Он сидел у корней Марфы. Прижался спиной к шершавой коре и смотрел на свой нехитрый склад. Мешок из бересты протерся до дыр в трех местах и лежал, бессильно разинув рот. Внутри него были лишь жалкие крохи изобилия: горстка сморщенных высушенных лесных яблок; несколько шишек, из которых еще можно было выковырять семечко; пара мховых шариков, больше для утепления, чем для еды. И всё. Бюджет, как горько подумал бы человек. Бюджет на чудо.

Зайца в лесу звали Зайцем, но у него была тайна. Тайна, которая неожиданно стала обязанностью, а потом превратилась в тяжкий, невидимый крест. Заяц был местным Дедом Морозом. Неофициальным, непризнанным, но от этого не менее ответственным.

Все началось с той зимы, когда упала Большая Ель — настоящая, столетняя красавица, на которую поколениями вешали самые красивые снежные украшения. Тогда лес погрузился в уныние. Белка перестала делать запасы, просто сидела на суку и смотрела в бесцветное небо. Сойка, обычно болтливая до неприличия, молчала. Даже ветер стих, не желая шелестеть голыми ветками. И тогда Заяц, движимый порывом, от которого потом долго тряслось сердце, взял последнюю морковку. Да не простую, а свою, ужинную! , Он обвязал ее травинкой, несмело подкрался и подложил к корням осины Марфы. А рядом нацарапал на снегу: «От Деда Мороза. За терпение».
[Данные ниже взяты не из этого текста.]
PR #358, opened 2016-12-09
Added HackMD stack

elboletaire:
Added template for [HackMD](https://github.com/hackmdio/hackmd)


templates/hackmd/0/docker-compose.yml
```diff
@@ -0,0 +1,43 @@
+hackmdPostgres:
+  image: postgres
+  environment:
+    POSTGRES_USER: hackmd
```
galal-hussein: @elboletaire The postgres connection information should be also variables.

templates/hackmd/0/docker-compose.yml
```diff
@@ -0,0 +1,43 @@
...
+hackmd:
+  image: hackmdio/hackmd:0.4.5
+  environment:
+    POSTGRES_USER: hackmd
+    POSTGRES_PASSWORD: hackmdpass
+    NODE_ENV: "${NODE_ENV}"
+    DEBUG: "${DEBUG}"
+    HMD_DOMAIN: "${HMD_DOMAIN}"
+    HMD_URL_PATH: "${HMD_URL_PATH}"
+    HMD_PORT: "${HMD_PORT}"
```
galal-hussein: @elboletaire Can you export this port or create a loadbalancer service to serve the web app for hackmd, thanks.

templates/hackmd/0/docker-compose.yml
elboletaire: Ok I'll change it.

templates/hackmd/0/docker-compose.yml
galal-hussein: as an example of hackmd lb:

in docker-compose
```
hackmdlb:
    image: rancher/lb-service-haproxy:v0.4.6
    ports:
    - 8000:8000/tcp
    labels:
      io.rancher.container.agent.role: environmentAdmin
      io.rancher.container.create_agent: 'true'
```
in rancher-compose
```
version: '2'
services:
  hackmdlb:
    scale: 1
    start_on_create: true
    lb_config:
      certs: []
      port_rules:
      - path: ''
        priority: 1
        protocol: http
        service: hackmd
        source_port: 8000
        target_port: 8000
    health_check:
      response_timeout: 2000
      healthy_threshold: 2
      port: 42
      unhealthy_threshold: 3
      interval: 2000
```
This example assumes that you set HMD_PORT to 8000, you can learn more about adding load balancer service through docker-compose from the [official documentation](https://docs.rancher.com/rancher/v1.2/en/cattle/adding-load-balancers/#adding-a-load-balancer-with-rancher-compose).

elboletaire: As I tould you previously in other MR, I actually have the rancher load-balancer enabled and that's why I don't like any rancher app to have ports open, because there's no need to. This way you just need to point to that container with rancher's lb and set which internal port it works on.

I needed to edit each template I've used from this repo because most of them are node apps working at port 3000, making them all collide.

If you want I'll do like in redmine stack, where I've not opened the port but I've added a readme file specifying it; but if I can prevent adding that rule, I would.

galal-hussein: @elboletaire If you don't want to expose a node port for the template then you can add a README file explaining how to use the template and in it you can explain that the user can open a port manually for the container or add a separate load balancer.

elboletaire: I'll do that then 😃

Наутро поляна была полна жизни. Белка, которая нашла морковку, пищала от восторга и показывала находку всем. «Видали? Дед Мороз не забыл! Он знает!» Сойка трещала на все лады, сочиняя версию о том, как седой великан пробирался сквозь сугробы. Лес поверил, потому что отчаянно нуждался в этой вере. А Заяц, глядя на вспыхнувшие искорки счастья и веры в чудо в глазах соседей, понял, что назад пути нет.
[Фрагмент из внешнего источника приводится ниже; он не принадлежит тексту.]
PR #359, opened 2016-12-09
Added emby stack

elboletaire:
Added [emby](https://github.com/MediaBrowser/Emby) stack


templates/emby/0/docker-compose.yml
```diff
@@ -0,0 +1,8 @@
+emby:
+  image: emby/embyserver:latest
+  net: host
```
galal-hussein: @elboletaire Is there a specific need to use `net: host` ?

elboletaire: It was specified by the old documentation. The new way is a bit different and I'm not sure what it implicates talking about networking.

With the old system still works, but without the `net: host` probably won't. Emby needs a lot of ports due to the amount of services it has.

elboletaire: Also, if you  check the [current docker installation instructions][instructions] you can see that after emby is installed you need to run a command in the machine host to start emby. 

I'm not sure at all, but I think that's not what we expect when we create a rancher stack (IMHO).

I've been installing emby with docker for a while and the old way works like a charm.

[instructions]: https://emby.media/linux-server.html

elboletaire:
If this is not gonna be merged, close it. I'm not using rancher anymore, and thus, I'm not spending more time in this catalogs.

rawmind0:
@elboletaire , thanks for the advise....

elboletaire:
No es nada personal Raúl 😉

rawmind0:
No te preocupes Óscar, no me lo he tomado como nada personal... :)

elboletaire:
Al ver los puntos suspensivos en ambos issues parecía que había ofendido o algo... no era la intención.

Gracias por el curro que os pegáis, que no utilice rancher no quiere decir que no valore la faena que hacéis así como el producto que estáis desarrollando 😉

Теперь, спустя годы, он был заложником собственной легенды. Каждый год к Марфе приходили с заказами. Белка писала на березовом листке угольком: «Хочу орешек с серебристой скорлупкой». Ёжик, стесняясь, шептал на ухо: «Можно, чтобы весна пришла на три дня раньше? А то спина от сырости болит». Сороки оставляли блестящие безделушки: крышечку от жука, фольгу, занесенную ветром. В обмен на обещание «чего-нибудь повкуснее и пошумнее».

И Заяц старался. Не было орешков с серебром — находил самый круглый, самый золотистый. Не мог ускорить весну — носил Ёжику сухой мох для подстилки. А для шумных Сорок собирал самые звонкие сосульки и развешивал их на кусте, чтобы они мелодично позванивали на ветру. Он был не волшебником, а дипломатом, добытчиком и, что греха таить, иногда вором. Воришкой чужих запасов, которые потом преподносил как «дары Мороза», и возвращал в ином, праздничном виде.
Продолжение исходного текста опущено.